I am waiting for it to e-mail a password for the Forum!


----------



## CreepyKitty (Jul 19, 2004)

Thanks guys!! Also thanks a ton Jack!


----------



## CreepyKitty (Jul 19, 2004)

Welp all the hard work paid off!! My Freddy fansite has now been officially listed on the Official Robert Englund website!!

OMG OMG OMG!!!

http://www.robertenglund.com

This is so awesome!!!


----------



## Jack Reaper (Nov 19, 2003)

I still haven't gotten the e-mail though!


----------



## CreepyKitty (Jul 19, 2004)

Jack - If you still need help with it please send me an email and I will try to help you out.

[email protected]


----------



## larry (Apr 5, 2002)

Very nice design. very impressive


----------



## SumrCFD (Oct 13, 2004)

Wow, looks great and congrats on the listing!


----------



## CreepyKitty (Jul 19, 2004)

Thanks so much guys!


----------



## Halloweiner (Oct 2, 2003)

Great job. I found this Freddy Sound Board the other day, and thought you might be interested in it:

http://drakeshangout.com/humor/soundboards/freddykrueger.htm


----------



## CreepyKitty (Jul 19, 2004)

Awesome! Thanks a ton Halloweiner!!


----------



## CreepyKitty (Jul 19, 2004)

WHOOO HOOO!!

Guys, my hubby is so awesome he got me a domain name for my website!!

So now I am found at http://www.kissedbyanightmare.com!!
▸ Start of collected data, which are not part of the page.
PR #1247, opened 2023-04-04
solution

StasLukianchuk:


src/sortStudents.ts
```diff
@@ -1,16 +1,66 @@
...
+): Student[] {
+  const studentsList = [...students];
+
+  switch (sortBy) {
+    case SortType.Name:
+    case SortType.Surname:
+      studentsList.sort((a: Student, b: Student) => (
+        order === 'asc'
+          ? a[sortBy].localeCompare(b[sortBy])
+          : b[sortBy].localeCompare(a[sortBy])
```
Stambuliak, line 42: do not use variables like 'a' or 'b'.  Maybe it is better to use student1 or firstStudent or prevStudent

Stambuliak (changes requested):

src/sortStudents.ts
```diff
@@ -1,16 +1,66 @@
...
 export enum SortType {
-  // describe SortType enum
+  Name = 'name',
+  Surname = 'surname',
+  Age = 'age',
+  Married = 'married',
+  AverageGrade = 'grades',
 }
 
 // create SortOrder type
```
liliia-livandovskaya, line 18:
```suggestion
```

liliia-livandovskaya (approved):

PR #1257, opened 2023-04-05
Solution

Zibi95:


src/sortStudents.ts
```diff
@@ -1,16 +1,69 @@
...
-export type SortOrder;
+export type SortOrder = 'asc' | 'desc';
 
+export function sortStudents(
+  students:Student[],
+  sortBy:SortType,
+  order:SortOrder,
+):Student[] {
+  const sortedStudents = [...students];
+  let callback: (studentA:Student, studentB:Student) => number;
```
DorotaLeniecDev, line 27: I would suggest to name this function in more descriptive way so the code is more readable :)
Try to find better name

src/sortStudents.ts
```diff
@@ -1,16 +1,69 @@
...
 
-export function sortStudents(students, sortBy, order) {
-  // write your function
+  switch (sortBy) {
+    case SortType.Name:
+    case SortType.Surname:
+      callback = (studentA, studentB):number => {
```
DorotaLeniecDev, line 32: I think that there is no need to define return type again
```suggestion
      callback = (studentA, studentB) => {
```

src/sortStudents.ts
```diff
@@ -1,16 +1,69 @@
...
+  order:SortOrder,
+):Student[] {
+  const sortedStudents = [...students];
+  let callback: (studentA:Student, studentB:Student) => number;
 
-export function sortStudents(students, sortBy, order) {
-  // write your function
+  switch (sortBy) {
+    case SortType.Name:
+    case SortType.Surname:
```
DorotaLeniecDev, line 31: I like this smart sollution

src/sortStudents.ts
```diff
@@ -1,16 +1,69 @@
...
+      };
+      break;
+
+    default:
+      callback = (studentA, studentB):number => {
+        const studentASum
+          = studentA.grades.reduce((acc, curr) => acc + curr, 0);
+        const studentBSum
+          = studentB.grades.reduce((acc, curr) => acc + curr, 0);
+
```
DorotaLeniecDev, line 57: For readibility you could extract a function which will calculate average for each student grades

DorotaLeniecDev (changes requested):
Very good job! Check my few comments

src/sortStudents.ts
Zibi95: I wanted to avoid that too, but lint wasn't cooperating 
image. I guess I will disable that for entire file.

DorotaLeniecDev (approved):
Good job!

PR #1260, opened 2023-04-05
sort students solution

AP-Solution:


src/sortStudents.ts
```diff
@@ -1,16 +1,58 @@
...
+  order: SortOrder,
+): Student[] {
+  const sortedStudents = [...students];
+
+  sortedStudents.sort((a, b) => {
+    let comparison = 0;
+
+    switch (sortBy) {
+      case SortType.Name:
+        comparison = a.name.localeCompare(b.name);
```
AlexRog01, line 31: If you assign a value to each property in the enam, then you can use them as a key to the properties of the object.
`return student1[sortBy].localeCompare(student2[sortBy]);`
Then you don't need two cases for a first and last name

AlexRog01 (approved):
Good. But if you transfer the switch case from sorting, then you don’t have to check at each iteration which data needs to be compared. You can then select a property for comparison once, and sort by it

src/sortStudents.ts
SerhiiKirik: agree

src/sortStudents.ts
```diff
@@ -1,16 +1,58 @@
...
+        break;
+      case SortType.Age:
+        comparison = a.age - b.age;
+        break;
+      case SortType.Married:
+        comparison = Number(a.married) - Number(b.married);
+        break;
+      case SortType.AverageGrade: {
+        const averageA = a.grades
+          .reduce((sum, grade) => sum + grade, 0) / a.grades.length;
```
SerhiiKirik, line 44: DRY
```suggestion
        const averageA = compareAverage(a, b)
        const averageB = compareAverage(b, a)
```

src/sortStudents.ts
```diff
@@ -1,16 +1,58 @@
...
+export type SortOrder = 'asc' | 'desc';
+
+export function sortStudents(
+  students: Student[],
+  sortBy: SortType,
+  order: SortOrder,
+): Student[] {
+  const sortedStudents = [...students];
+
+  sortedStudents.sort((a, b) => {
```
SerhiiKirik, line 26:
```suggestion
  sortedStudents.sort((firstStudent, secondStudent) => {
```

SerhiiKirik (changes requested):
Great 🔥 
Let's make some improvements 🧑‍💻

src/sortStudents.ts
```diff
@@ -1,16 +1,62 @@
...
+  students: Student[],
+  sortBy: SortType,
+  order: SortOrder,
+): Student[] {
+  const sortedStudents = [...students];
+
+  function compareAverage(a: number[]): number {
+    return a
+      .reduce((sum: number, grade: number) => sum + grade, 0) / a.length;
+  }
```
jstmpelowycz, line 29:
```suggestion
  function calculateAverage(nums: number[]): number {
    const sum = nums.reduce((accum, num) => accum + num, 0);

    return sum / nums.length;
  }
```

src/sortStudents.ts
```diff
@@ -1,16 +1,62 @@
...
+
+  sortedStudents.sort((firstStudent, secondStudent) => {
+    let comparison = 0;
```
jstmpelowycz, line 32: do not make a value to reset, return in case immediately

src/sortStudents.ts
```diff
@@ -1,16 +1,62 @@
...
+      case SortType.Surname:
+        comparison = firstStudent.surname.localeCompare(secondStudent.surname);
+        break;
+      case SortType.Age:
+        comparison = firstStudent.age - secondStudent.age;
+        break;
+      case SortType.Married:
+        comparison = Number(firstStudent.married)
+          - Number(secondStudent.married);
+        break;
```
jstmpelowycz, line 47: combine cases, as you can see, you sort strings and numbers, but repeat yourself

jstmpelowycz (changes requested):

PR #1107, opened 2024-04-30
fix(Video): avoid duplicated state update in Video's state machine

marcoskolodny:
Issue: [link](https://jira.tid.es/browse/WEB-1846)

### DIFF
--- a/src/video.tsx
+++ b/src/video.tsx
@@ -188,7 +188,6 @@ const Video = React.forwardRef<VideoElement, VideoProps>(
             dispatch('finishLoad');
             if (video && shouldAutoPlay && video.paused) {
                 video.play();
-                dispatch('play');
             }
         };
 


src/video.tsx
```diff
@@ -188,7 +188,6 @@ const Video = React.forwardRef<VideoElement, VideoProps>(
             dispatch('finishLoad');
             if (video && shouldAutoPlay && video.paused) {
                 video.play();
-                dispatch('play');
```
marcoskolodny, line 191: This is already done [here](https://github.com/Telefonica/mistica-web/blob/master/src/video.tsx#L223). If we do it twice, it will cause the if statement in `onTimeUpdate` callback to evaluate to false (and therefore the `onPlay` callback passed as prop won't be executed).

pladaria (approved):

yceballost (approved):

atabel (approved):

PR #1108, opened 2024-04-30
fix(Chip): expand chips when inside a grid

marcoskolodny:
Issue: [Link](https://jira.tid.es/browse/WEB-1849)


src/chip.tsx
```diff
@@ -139,6 +141,8 @@ const Chip: React.FC<ChipProps> = (props: ChipProps) => {
         <Box
             className={classnames(
                 styles.chipVariants[active ? 'active' : overAlternative ? 'overAlternative' : 'default'],
+                // If the chip is wrapped inside a BaseTouchable, we set inline-flex to the Touchable instead
```
marcoskolodny, line 144: The issue was that when the chip is wrapped inside a touchable, we were not setting inline-flex to the wrapper

pladaria (approved):

Winde (approved):

atabel (approved):

PR #1113, opened 2024-05-06
feat(Accordion): improve accessibility

marcoskolodny:
Issue: [Link](https://jira.tid.es/browse/WEB-1816)

I've tried to use details/summary HTML markup, but there are some things that were not great about it:

- Behavior in browsers differs (specially Safari), making it trickier to implement.
- Screen reader doesn't consider <summary/> as interactive. When you press on the Accordion's header, it jumps to elements inside it directly.
- AFAIK, there are no simple ways to animate the opening/closing of the accordion's content. I've found only hacks that require handling JS events and other tricky things.

I believe that the current implementation is way more clean. In terms of accessibility, I've compared summary/details with it, and our implementation reads everything that the summary one reads.

Changes on this PR:

- [X] Disable animations if the user's device has reduced motion accessibility setting turned on
- [X] Allow passing role to Accordion/AccordionItem
- [X] Fix logic for rendering last divider in a list of Accordion items
- [X] Code cleanup


src/accordion.tsx
```diff
@@ -24,13 +25,15 @@ const ACCORDION_TRANSITION_DURATION_IN_MS = 400;
 
 type AccordionContextType = {
     index: ReadonlyArray<number>;
-    toogle: (item: number) => void;
+    toggle: (item: number) => void;
```
marcoskolodny, line 28: typo: toogle -> toggle

src/accordion.tsx
```diff
@@ -39,9 +42,11 @@ interface AccordionItemContentProps {
     subtitle?: string;
     asset?: React.ReactNode;
     content: React.ReactNode;
-    onToogle?: (value: boolean) => void;
     dataAttributes?: DataAttributes;
     trackingEvent?: TrackingEvent | ReadonlyArray<TrackingEvent>;
+    role?: string;
+    /** @deprecated Use onChange Accordion's onChange callback instead */
+    onToogle?: (value: boolean) => void;
```
marcoskolodny, line 49: This callback had no effect and it's not used anywhere. Given that there are no usages of accordion in webapp, I propose deleting it to avoid confusions. For now, I deprecated it. WDYT?

src/accordion.tsx
```diff
@@ -194,19 +199,22 @@ const AccordionItemContent = React.forwardRef<TouchableElement, AccordionItemCon
 );
 
 export const AccordionItem = React.forwardRef<TouchableElement, AccordionItemContentProps>(
-    ({dataAttributes, ...props}, ref) => (
-        <AccordionItemContent
-            {...props}
-            ref={ref}
-            dataAttributes={{'component-name': 'AccordionItem', ...dataAttributes}}
-        />
+    ({dataAttributes, role = 'listitem', ...props}, ref) => (
```
marcoskolodny, line 202: Adding list/listitem roles by default (similar to Rows)

src/accordion.tsx
```diff
@@ -263,14 +275,13 @@ interface BoxedAccordionItemProps extends AccordionItemContentProps {
     isInverse?: boolean;
 }
 
-export const BoxedAccordionItem = React.forwardRef<HTMLDivElement, BoxedAccordionItemProps>(
+export const BoxedAccordionItem = React.forwardRef<TouchableElement, BoxedAccordionItemProps>(
     ({dataAttributes, isInverse, ...props}, ref) => (
         <Boxed
             isInverse={isInverse}
-            ref={ref}
```
marcoskolodny, line 270: This was wrong. The ref should be passed to the content. Otherwise, calling ref.current.click() won't affect the Accordion

src/accordion.tsx
aweell: This solves the relationship between the accordion group and each of the accordions in case they have relation between them, since they could also be only regions of content with no relation between them.

How the relationship between the header and the content can be defined?

I see two cases:

* They are a group of controls: The accordion item acts as a `fieldset` where the header title is the legend and the controls are inside the collapsable panel.
* They are a definition list (usually used for FAQs): The list of accordions acs as a definition list so the accordion header should have the role: "term" and the content of the collapsable section, the role: "definition"

marcoskolodny: I'm not sure I understood you. Currently, the relation between the header and the content is made by using aria-controls in the header and aria-labelledby + role=region in the panel.

Is that what you meant?

src/accordion.tsx
```diff
@@ -194,19 +199,22 @@ const AccordionItemContent = React.forwardRef<TouchableElement, AccordionItemCon
...
+            />
+        </div>
     )
 );
 
 type AccordionBaseProps = {
     children: React.ReactNode;
     dataAttributes?: DataAttributes;
     onChange?: (index: number, value: boolean) => void;
+    role?: string;
```
marcoskolodny, line 217: Initially, I added "list" and "listitem" as default roles for Accordion and AccordionItem, but after discussing with @aweell, he pointed out that it may not be a good idea.

For example, if the accordions are being used to divide some content of a document in different sections, it's not the best idea to use a list for them.

We've decided to make it customizable, but without setting any default values

src/accordion.tsx
marcoskolodny: Discussed offline. Alex will investigate about best practices regarding this and will come back to us with some updates. In case some changes are necessary, we can iterate on it in a different PR.

src/accordion.tsx
aweell: Specs are updated accordingly

aweell (approved):

src/accordion.tsx
atabel: please, don't remove it, just deprecate it. It would be a breaking change. Even if it isn't used in Novum webapp it could be used by other clients

src/accordion.tsx
```diff
@@ -194,19 +199,22 @@ const AccordionItemContent = React.forwardRef<TouchableElement, AccordionItemCon
...
 
 export const AccordionItem = React.forwardRef<TouchableElement, AccordionItemContentProps>(
-    ({dataAttributes, ...props}, ref) => (
-        <AccordionItemContent
-            {...props}
-            ref={ref}
-            dataAttributes={{'component-name': 'AccordionItem', ...dataAttributes}}
-        />
+    ({dataAttributes, role, ...props}, ref) => (
+        <div role={role} className={sprinkles({width: '100%'})}>
```
atabel, line 203: instead of adding a new div just for the role, why don't you forward the `role` prop to `AccordionItemContent`?

src/accordion.tsx
atabel: Is this a real use case? I mean, it feels weird to me to control the open/close of the Accordion using a ref.

atabel (commented):
Please, comment in the PR description a summary of the a11y improvements made here. Something like "made role customizable and removed the open/close transition when the user has the reduced motion setting enabled"

src/accordion.tsx
marcoskolodny: I'm not sure. But even if there is no real use case, the ref logic was already implemented, so removing it would be a breaking change. I've just fixed it so that it actually works as expected

src/accordion.tsx
marcoskolodny: Discussed offline. In non-boxed rows, we need to set the listitem to the wrapper. Otherwise, we would have a11y problems

src/accordion.tsx
marcoskolodny: Discussed offline. We will put the ref in the topmost element of the component. We believe it should be like this because refs are usually used for other things instead of clicking the element (like checking component's visibility)

atabel (approved):

PR #1118, opened 2024-05-08
fix(AdvancedDataCard): minHeight issues caused by #1102

atabel:
fix [issue caused in Novum webapp](https://github.com/Telefonica/webapp/pull/4549/files/74159dfb3316a524b7ea9f971b0e37f99d83e9d7#r1592260448) because of changes in #1102
image


src/community/advanced-data-card.css.ts
```diff
@@ -25,7 +25,6 @@ export const actions = style([
     paddingX,
     sprinkles({
         display: 'flex',
-        flex: 1,
```
atabel, line 28: this was causing the footer to grow to fit parent minHeight

src/community/advanced-data-card.css.ts
```diff
@@ -49,6 +48,7 @@ export const touchableArea = style({
 
 export const touchableContainer = style({
     display: 'flex',
+    flex: 1,
```
atabel, line 51: this is the part that should grow instead

pladaria (approved):

PR #1127, opened 2024-05-22
fix(IconButton): add borderRadius to button's overlay

marcoskolodny:
Issue: [Link](https://jira.tid.es/browse/WEB-1879)

### DIFF
--- a/src/icon-button.css.ts
+++ b/src/icon-button.css.ts
@@ -417,6 +417,7 @@ export const overlay = style({
     width: '100%',
     height: '100%',
     backgroundColor: 'transparent',
+    borderRadius: '50%',
     transition: `background-color ${colorTransitionTiming}`,
 
     selectors: {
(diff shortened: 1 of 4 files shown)


src/icon-button.css.ts
```diff
@@ -417,6 +417,7 @@ export const overlay = style({
     width: '100%',
     height: '100%',
     backgroundColor: 'transparent',
+    borderRadius: '50%',
```
marcoskolodny, line 420: I have no idea why the overlay was rounded in most cases, but not in Popover (only in iOS).

This fixes the issue

src/tooltip.tsx
```diff
@@ -569,7 +569,7 @@ export const BaseTooltip: React.FC<BaseTooltipProps> = ({
 
                                                 {onClose && (
                                                     <div className={styles.closeButtonIcon}>
-                                                        <InternalIconButton
+                                                        <IconButton
```
marcoskolodny, line 572: Not related. We can use IconButton here, we are not using hasOverlay/isOverMedia in here

yceballost (approved):
🫶

atabel (approved):

PR #1128, opened 2024-05-22
Storybook a11y POC

marcoskolodny:


src/icons/__stories__/mistica-icons-story.tsx
```diff
@@ -27,7 +27,7 @@ export default {
             control: {type: 'range', min: 24, max: 48, step: 4},
         },
     },
-    parameters: {fullScreen: true},
+    parameters: {fullScreen: true, a11y: {disable: true}},
```
marcoskolodny, line 30: Removing the a11y addon in the icons story because it's painfully slow and makes the browser freeze.

.storybook/preview.tsx
```diff
@@ -81,6 +81,16 @@ const getTheme = (
     };
 };
 
+const findAccessibilityAddonButton = (): HTMLButtonElement | undefined => {
```
marcoskolodny, line 84: Search for the button to run the a11y tests in the storybook UI and click it.

test

.storybook/main.js
yceballost, line 1: is it possible to reorder sidebar tabs to keep "code" tab first? I have doubt if the first tab should be code or controls, but being a developer oriented site, I think "code" tab should be the first one.

wdyt?

although maybe we will lost the "automatic check" from accessibility panel

marcoskolodny: If we reorder tabs, we lose the automatic a11y check :(

marcoskolodny: I've changed the logic in order for this to work. It should be okay now

yceballost (approved):
love it 🥰

atabel (commented):
I'd like to discuss the function we need to cover with this addon.

- We already run automated a11y tests for all the stories using Axe. Isn't this addon redundant?
- The failing rules in this addon won't make CI fail. I've seen we have some reported issues, are we supposed to fix all them? how do we make sure all the rules pass if CI doesn't fail?
- What does this addon uses under the hood? it also uses Axe or a different tool?
- Can we silence rules we don't want to fix (color contrast, for example)?
- The highlight results feature doesn't work for me: 
image

yceballost:
> I'd like to discuss the function we need to cover with this addon.
> 
> * We already run automated a11y tests for all the stories using Axe. Isn't this addon redundant?

IMO, this addon helps to detect misuse in some brands for developer and designers from other teams.

For example, an inverse header in Movistar should not be used because the background colour does not contrast with inverse text, however, in Vivo this use is valid.

pladaria (approved):
As commented in Teams. I would remove this option from the production build and keep it for development or PR previews.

I also updated the site with lots of stuff!

Banner Free=GREAT!!


----------



## HalloweenEve (Apr 11, 2005)

NICE! Good to hear that. I just purchased a couple more domains myself including my fansite - www.DeionSandersFan.com

Cannot wait to the site is up on its new domain.


----------



## HalloweenEve (Apr 11, 2005)

Just went to the site, Looks Great!


----------



## CreepyKitty (Jul 19, 2004)

Thanks HalloweenEve! Let me know when yours is up and I will go check it out also!


----------



## HalloweenEve (Apr 11, 2005)

Site up and running just click the link


----------



## CreepyKitty (Jul 19, 2004)

Awesome job HE! Looks great!


----------